While you can’t blame information overload as the only (or even main) culprit behind lost traffic on the Times’s homepage, it’s certainly one contributing factor. As we deal with increasing numbers of higher density information streams, one of the most respectful things a media organization can do for their readers is to create a clear hierarchy of information. Even better is to say, Here are the five things we really think you should peek at. You can do this any number of ways — implicitly through design or statistical ranking (e.g., Most Emailed), or more explicitly through human editorial selection. In mimicking a printed layout, the current homepage of the Times tries to apply the physical curatorial qualities of print (bounded and immutable) to a digital frame (boundless and always changing). As the numbers show, given a better or more digitally native entrance to the content, readers will take it.

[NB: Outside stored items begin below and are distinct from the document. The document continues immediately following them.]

PR #495, opened 2021-06-13
replace test XML diffing: yaxmldiff instead of pyutilib

latk:
Pyutilib is a wonderful collection of Python helpers developed by the same people who created gcovr. But as gcovr is converging towards more standard Python practices, we've only been using it for XML diffing.

It turns out that XML diffing is a very popular problem, but most libraries do something that's too clever for our tests or don't produce readable output.

The `lxml.doctestcompare` module is very good but annotates differences *inline*, e.g. produces this when comparing `<a/>` with `<b/>`:

    Expected:
      <a></a>

    Got:
      <b></b>

    Diff:
      <a (got: b)></a (got: b)>

In large documents, this can be hard to spot.

There are additional issues, such as special `<any/>` tags, `any=""` attributes, and `...` ellipsis that are useful for doctests, but not useful for comparing two actual XML documents.

Another tool is xmldiff which is also very good, except that it outputs diff as instructions that are more machine-readable than human-accessible. For the same problem, it will output:

    [rename, /a[1], b]

So because I'm dissatisfied with available tools, I've written Yet Another XML Differ (yaxmldiff). It uses lxml and tries to approximate a unified diff:

    - <a/>
    + <b/>

On larger problems, it will try to collapse irrelevant sub-trees and attributes. For example, here is a diff between the gcc-5 and gcc-8 reference files for the simple1 test:

```diff
  <coverage branch-rate="0.5" complexity="0.0"
-   branches-covered="4"
+   branches-covered="2"
-   branches-valid="8"
+   branches-valid="4"
-   line-rate="0.8"
+   line-rate="0.7777777777777778"
-   lines-covered="8"
+   lines-covered="7"
-   lines-valid="10"
+   lines-valid="9"
-   timestamp=""
+   timestamp="1601411485"
-   version=""
+   version="gcovr 5.0"
  >
    <sources>
    ...
    </sources>
    <packages>
      <package branch-rate="0.5" complexity="0.0" name=""
-       line-rate="0.8"
+       line-rate="0.7777777777777778"
      >
        <classes>
          <class branch-rate="0.5" complexity="0.0" filename="..." name="..."
-           line-rate="0.8"
+           line-rate="0.7777777777777778"
          >
            <methods/>
            <lines>
              <line .../>
              <line ...>
              ...
              </line>
              <line .../>
              <line .../>
              <line .../>
              <line branch="..." hits="1"
-               number="17"
+               number="14"
              />
              <line ...>
              ...
              </line>
              <line branch="..." hits="0"
-               number="22"
+               number="19"
             />
              <line .../>
-             <line ...>...</line>
            </lines>
          </class>
        </classes>
      </package>
    </packages>
  </coverage>
```

This tool did spot a problem in the existing reference files. In the GCC-5 reference for the "shadow" test, Pyutilib considered the following two attributes equivalent, likely because it tries to compare things that look like numbers as numbers:

    condition-coverage="50% (1/2)"
    condition-coverage="50% (2/4)"

The reference file was updated manually.

This also hints at the drawback of yaxmldiff: it treats everything as text, and cannot apply rounding like the Pyutilib functions.

Links:

* yaxmldiff on PyPI: <https://pypi.org/project/yaxmldiff/>
* yaxmldiff on GitHub: <https://github.com/latk/yaxmldiff.py>

This PR contains two commits: one for the actual change, one to re-format the test_gcovr.py file. The reformatting will be redundant once #493 is merged.


gcovr/tests/test_gcovr.py
```diff
@@ -300,23 +352,35 @@ def test_build(compiled, format, available_targets, generate_reference, update_r
...
+                        ),
+                    )
 
     diff_is_empty = len(whole_diff_output) == 0
     assert diff_is_empty, "Diff output:\n" + "".join(whole_diff_output)
 
     # some tests require additional cleanup after each test
-    if 'clean-each' in available_targets:
-        assert run(['make', 'clean-each'])
+    if "clean-each" in available_targets:
```
Spacetown, line 383:
```suggestion
    if "clean-each" in available_targets:  # pragma: no cover
```

gcovr/tests/test_gcovr.py
```diff
@@ -155,74 +171,102 @@ def pytest_generate_tests(metafunc):
...
+                    name, unresolved_prereqs
+                )
+            )
 
         # check that all available known formats are also listed in the "run" target
-        unreferenced_formats = set(KNOWN_FORMATS).intersection(targets).difference(target_run)
+        unreferenced_formats = (
+            set(KNOWN_FORMATS).intersection(targets).difference(target_run)
+        )
         if unreferenced_formats:
```
Spacetown, line 206:
```suggestion
        if unreferenced_formats:  # pragma: no cover
```

gcovr/tests/test_gcovr.py
```diff
@@ -155,74 +171,102 @@ def pytest_generate_tests(metafunc):
...
-                name, unknown_formats))
+            raise ValueError(
+                "{}/Makefile target 'run' references unknown format {}".format(
+                    name, unknown_formats
+                )
+            )
 
         # check that all "run" targets are actually available
         unresolved_prereqs = target_run.difference(targets)
         if unresolved_prereqs:
```
Spacetown, line 195:
```suggestion
        if unresolved_prereqs:  # pragma: no cover
```

gcovr/tests/test_gcovr.py
```diff
@@ -155,74 +171,102 @@ def pytest_generate_tests(metafunc):
...
         targets = parse_makefile_for_available_targets(
-            os.path.join(basedir, name, 'Makefile'))
+            os.path.join(basedir, name, "Makefile")
+        )
 
         # check that the "run" target lists no unknown formats
-        target_run = targets.get('run', set())
+        target_run = targets.get("run", set())
         unknown_formats = target_run.difference(KNOWN_FORMATS)
         if unknown_formats:
```
Spacetown, line 186:
```suggestion
        if unknown_formats:  # pragma: no cover
```

Spacetown (approved):
LGFM. The suggestions are because this part shall never be reached in the CI..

But the main reason the homepage is losing ground (as the Innovation Report touches on) is simply because the idea of a formal “entrance” to a publication has been subverted by social media. A publication’s entrance is defined by the destination of a link on Twitter or Facebook or Flipboard (the third highest referrer for traffic to nytimes.com). This is a natural byproduct of the non-linear nature of the web. Smart discovery and reader guidance now has to happen everywhere, not just on a publication’s root URL. The Times needs to consider every page a home page.
The Times also sits atop an iceberg of evergreen, high-quality journalism. “14,723,933 articles, dating back to 1851” to be exact. The Innovation Report goes on to suggest ways to curate or give edges to this content, citing as a motivator Gawker’s usurpation of their 161 -year-old article about Solomon Northup of 12 Years a Slave:
After [the article] started going viral on social media, Gawker pounced, and quickly fashioned a story based on excerpts from our piece. It ended up being one of their best-read items of the year. But little of that traffic came to us.
They then go beyond examples of one-off archive plundering into deeper, more inclusive collation, citing cooking.nytimes.com (freshly opened in beta) and a theoretical “Book Review Complete Archive” (which I would love to see — I actually did a couple Google searches to make sure it didn’t exist because it seems like such an obvious and useful resource).
For all of us with an interest in the future of media, watching the Times navigate their current transition may very well be the most instructive (and last, if not largest) example in our lifetimes of a media company moving from a wholly physical mindset to one digital.
As the Innovation Report outlines, the Times still has a long way to go. But the reviews for NYT Now have so far been deservedly excellent: “Great, simple, well curated news app.” “Outstanding!” “I like the app a lot.”
So while our Facebook streams may still feel bottomless, Twitter still like dipping a teaspoon into a raging information river, and our inboxes messes best deferred to another lifetime, the news, at least, once again, feels somewhat conquerable, and the Times finally has a true home on our homescreens.